Le but de la manipulation est de créer l’apparence d’un public autonome qui réagit ou promeut un service, un évènement, un produit, une compagnie ou une politique. Notamment via des communications aux journaux, à travers des blogues /forums ou sur la place publique. La mesure du succès est évaluée au nombre de vrais supporteurs qui s’ajoutent de bonne foi au mouvement.

Manip 2.0
La manipulation n’est pas nouvelle et existe depuis que l’opinion publique est devenu une force politique (pensons à la triste Nuit de Cristal en 1938). Son nouveau visage via la montée d’Internet force la suspicion sur tous projets qui se veulent « grassroot » afin d’éviter la manipulation idéologique, gouvernementale ou commerciale.

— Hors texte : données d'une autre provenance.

PR #445, opened 2020-10-22
make search include zettel with no explicit title, use filename instead

LATBauerdick:
I "hacked" `neuron/src-bash/neuron-search` to include all zettel, also those that previously were not listed because they don't have an explicit `title: ` in the header, nor a `# <title>` line. 

I have many "legacy" zettel imported from iA writer, Ulysses, nvAlt and such where the convention was to use `## <title>` to generate filename etc. Currently they don't show up in the `neuron search` function. That's really not good. 

I think the `neuron` convention is to use the filename as title if there is none specified, which this PR takes care of.

It's a bit of a kludge, but it seems to work fine. Maybe someone with more `bash` expertise can clean it up later. 

Also changed the `xarg` call to deal with filenames that contain blanks.

### DIFF
--- a/neuron/src-bash/neuron-search
+++ b/neuron/src-bash/neuron-search
@@ -8,6 +8,8 @@ EXTENSIONS=${4}
 OPENCMD=$(envsubst -no-unset -no-empty <<<${5})
 cd ${NOTESDIR}
 
+# The LC_ALL here is fix the "illegal byte sequence" error
+# See https://github.com/srid/neuron/pull/445#discussion_r513066111
 {    rg --no-heading --no-line-number --with-filename --sort path "${FILTERBY}" -g "${EXTENSIONS}" \
   && rg --no-heading --no-line-number --with-filename --sort path "${FILTERBY}" -g "${EXTENSIONS}" \
      --files-without-match | awk '{ printf "%s:!title: %s\n", $0, $0}'; } \
--- a/neuron/src-bash/neuron-search
+++ b/neuron/src-bash/neuron-search
@@ -8,10 +8,13 @@ EXTENSIONS=${4}
 OPENCMD=$(envsubst -no-unset -no-empty <<<${5})
 cd ${NOTESDIR}
 
-{ ls *.md | awk '{ printf "%s:!title: %s\n", $0, $0}' && rg --no-heading --no-line-number --with-filename "${FILTERBY}" -g "${EXTENSIONS}"; } | sort -t: -k1,2 -r | sort -t: -k1,1 -u \
+{    rg --no-heading --no-line-number --with-filename --sort path "${FILTERBY}" -g "${EXTENSIONS}" \
+  && rg --no-heading --no-line-number --with-filename --sort path "${FILTERBY}" -g "${EXTENSIONS}" \
+     --files-without-match | awk '{ printf "%s:!title: %s\n", $0, $0}'; } \
+  | ( [ ${FILTERBY} ] && LC_ALL=C sort -t: -k1,2 -r || cat ) \
+  | ( [ ${FILTERBY} ] && LC_ALL=C sort -t: -k1,1 -u || cat )\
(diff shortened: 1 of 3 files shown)


LATBauerdick:
ok, there's a problem that the bin/test didn't catch, working on it... (search -a flag is seemingly broken)

srid:
@LATBauerdick Is this PR still in work-in-progress?

srid:
CC @jared-w as he had some ideas.

LATBauerdick:
I committed an update that works just fine. I'd be happy to include other ideas, though, @jared-w please let me know!

jared-w:
What you did was essentially the solution I came up with, actually. I had some additional over-engineering that I had thought of in order to support arbitrary file extension support with different regexes (eg a regex for matching org mode titles, and one for matching markdown titles)

The idea was essentially to use `IFS` and split on newlines to pass more structured data as args into the script

```bash
IFS=$'\n' read -r -d '' -a exts <<< "${EXTENSIONS}"
IFS=$'\n' read -r -d '' -a fltrs <<< "${FILTERBY}"

declare -a titles
for i in "${!exts[@]}"; do
  mapfile -t "${#titles[@]}" titles < <(rg --files-without-match --no-heading --no-line-number --with-filename --sort path "${fltrs[$i]}" -g "*.${exts[$i]}" | awk -F '.' '{ORS="";print $0":";NF--;print $0;print "\n"}')
  mapfile -t "${#titles[@]}" titles < <(rg --no-heading --no-line-number --with-filename --sort path "${fltrs[$i]}" -g "*.${exts[$i]}")
done

printf '%s\n' "${titles[@]}" | \
  fzf ...
```

Something like this.

neuron/src-bash/neuron-search
```diff
@@ -7,8 +7,14 @@ SEARCHFROMFIELD=${3}
 EXTENSIONS=${4}
 OPENCMD=$(envsubst -no-unset -no-empty <<<${5})
 cd ${NOTESDIR}
-rg --no-heading --no-line-number --with-filename --sort path "${FILTERBY}" -g "${EXTENSIONS}" \
+
+{    rg --no-heading --no-line-number --with-filename --sort path "${FILTERBY}" -g "${EXTENSIONS}" \
+  && rg --no-heading --no-line-number --with-filename --sort path "${FILTERBY}" -g "${EXTENSIONS}" \
+     --files-without-match | awk '{ printf "%s:!title: %s\n", $0, $0}'; } \
+  | ( [ ${FILTERBY} ] && LC_ALL=C sort -t: -k1,2 -r || cat ) \
```
srid, line 14: Why is `LC_ALL` being set here? Is that necessary for this PR?

srid: Also, what does the `sort` do here? A search for `link` shows: 

image

which appears to be the inverse of "select the most matching item" (which is 'Uplink Tree' IIUC).

srid: Okay, that sort order is the same as `master`, so I guess that's irrelevant. Also, the original command had a `--sort path`, which I think sorts by filename.

srid:
@LATBauerdick I've tested this locally, and it looks good. Except for the LC_ALL thing (I'm not sure what it is for), it is good for a merge.

neuron/src-bash/neuron-search
LATBauerdick: I ran into a problem with `sort` when it complained about "illegal byte sequence". Most likely one of the files was indeed "bad", but the failure mode was ugly in that a normal user would have no idea what's going on, and the `LC_ALL` fixed that. If there is a way to point out what file has the "illegal byte sequence" the user could just remove or fix that file, but error reporting in this context looks hard, so I thought it better to just avoid the problem. 

But I have no strong opinion on leaving it in or removing it.

srid:
Since this works without breaking existing behaviour (as far as I can verify), let's merge it. But soon enough we should discard all these bash magic, and just do things in Haskell (while delegating to fzf and bat wherever appropriate).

Les sources de la manipulation en soi sont multiples, et en un sens nous sommes tous, individuellement, manipulés d’une façon ou d’une autre, (et c’est une discussion philosophique qui mérite un billet à part), mais l’astroturfing est une variante du mensonge sur la place publique car il est basé sur une « usurpation de représentativité » et s’apparente à de la désinformation.

Les exemples cités dans les liens plus haut concernent surtout les manipulations gouvernementales. Mais les compagnies me semblent aussi une menace.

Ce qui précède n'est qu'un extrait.